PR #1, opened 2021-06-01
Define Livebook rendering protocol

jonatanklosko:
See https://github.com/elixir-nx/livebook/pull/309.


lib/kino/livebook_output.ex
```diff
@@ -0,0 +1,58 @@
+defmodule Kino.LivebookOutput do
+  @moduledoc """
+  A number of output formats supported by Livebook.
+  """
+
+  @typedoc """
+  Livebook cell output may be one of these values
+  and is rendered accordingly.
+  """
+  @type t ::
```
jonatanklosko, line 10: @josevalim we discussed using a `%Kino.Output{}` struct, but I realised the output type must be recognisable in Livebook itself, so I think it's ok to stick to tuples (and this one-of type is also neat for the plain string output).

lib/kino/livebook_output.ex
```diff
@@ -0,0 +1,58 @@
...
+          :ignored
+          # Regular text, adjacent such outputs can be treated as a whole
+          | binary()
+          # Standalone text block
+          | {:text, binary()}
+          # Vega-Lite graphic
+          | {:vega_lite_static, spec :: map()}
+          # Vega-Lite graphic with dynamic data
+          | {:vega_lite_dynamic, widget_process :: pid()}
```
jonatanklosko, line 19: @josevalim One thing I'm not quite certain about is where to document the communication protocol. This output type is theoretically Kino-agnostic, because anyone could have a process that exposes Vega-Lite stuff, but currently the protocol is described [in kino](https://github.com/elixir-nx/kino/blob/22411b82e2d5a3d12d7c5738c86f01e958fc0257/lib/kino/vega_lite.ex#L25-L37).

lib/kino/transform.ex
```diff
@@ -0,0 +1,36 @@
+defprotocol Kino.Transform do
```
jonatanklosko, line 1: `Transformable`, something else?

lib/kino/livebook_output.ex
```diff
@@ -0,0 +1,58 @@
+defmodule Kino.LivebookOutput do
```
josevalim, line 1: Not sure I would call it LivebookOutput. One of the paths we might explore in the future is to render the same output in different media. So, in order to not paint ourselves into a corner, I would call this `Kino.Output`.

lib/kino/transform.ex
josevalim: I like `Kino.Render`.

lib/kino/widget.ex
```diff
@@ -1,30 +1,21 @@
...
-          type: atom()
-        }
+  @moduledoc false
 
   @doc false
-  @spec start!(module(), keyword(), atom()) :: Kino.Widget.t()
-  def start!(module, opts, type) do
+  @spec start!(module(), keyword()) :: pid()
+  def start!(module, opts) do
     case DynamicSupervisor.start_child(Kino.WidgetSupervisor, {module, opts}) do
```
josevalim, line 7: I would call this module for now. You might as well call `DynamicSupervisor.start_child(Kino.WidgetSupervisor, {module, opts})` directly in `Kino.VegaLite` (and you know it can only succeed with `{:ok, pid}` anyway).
※
Word for word, write out every entry shown above.

Result:
PR #1, opened 2021-06-01
Define Livebook rendering protocol

jonatanklosko:
See https://github.com/elixir-nx/livebook/pull/309.


lib/kino/livebook_output.ex
```diff
@@ -0,0 +1,58 @@
+defmodule Kino.LivebookOutput do
+  @moduledoc """
+  A number of output formats supported by Livebook.
+  """
+
+  @typedoc """
+  Livebook cell output may be one of these values
+  and is rendered accordingly.
+  """
+  @type t ::
```
jonatanklosko, line 10: @josevalim we discussed using a `%Kino.Output{}` struct, but I realised the output type must be recognisable in Livebook itself, so I think it's ok to stick to tuples (and this one-of type is also neat for the plain string output).

lib/kino/livebook_output.ex
```diff
@@ -0,0 +1,58 @@
...
+          :ignored
+          # Regular text, adjacent such outputs can be treated as a whole
+          | binary()
+          # Standalone text block
+          | {:text, binary()}
+          # Vega-Lite graphic
+          | {:vega_lite_static, spec :: map()}
+          # Vega-Lite graphic with dynamic data
+          | {:vega_lite_dynamic, widget_process :: pid()}
```
jonatanklosko, line 19: @josevalim One thing I'm not quite certain about is where to document the communication protocol. This output type is theoretically Kino-agnostic, because anyone could have a process that exposes Vega-Lite stuff, but currently the protocol is described [in kino](https://github.com/elixir-nx/kino/blob/22411b82e2d5a3d12d7c5738c86f01e958fc0257/lib/kino/vega_lite.ex#L25-L37).

lib/kino/transform.ex
```diff
@@ -0,0 +1,36 @@
+defprotocol Kino.Transform do
```
jonatanklosko, line 1: `Transformable`, something else?

lib/kino/livebook_output.ex
```diff
@@ -0,0 +1,58 @@
+defmodule Kino.LivebookOutput do
```
josevalim, line 1: Not sure I would call it LivebookOutput. One of the paths we might explore in the future is to render the same output in different media. So, in order to not paint ourselves into a corner, I would call this `Kino.Output`.

lib/kino/transform.ex
josevalim: I like `Kino.Render`.

lib/kino/widget.ex
```diff
@@ -1,30 +1,21 @@
...
-          type: atom()
-        }
+  @moduledoc false
 
   @doc false
-  @spec start!(module(), keyword(), atom()) :: Kino.Widget.t()
-  def start!(module, opts, type) do
+  @spec start!(module(), keyword()) :: pid()
+  def start!(module, opts) do
     case DynamicSupervisor.start_child(Kino.WidgetSupervisor, {module, opts}) do
```
josevalim, line 7: I would call this module for now. You might as well call `DynamicSupervisor.start_child(Kino.WidgetSupervisor, {module, opts})` directly in `Kino.VegaLite` (and you know it can only succeed with `{:ok, pid}` anyway).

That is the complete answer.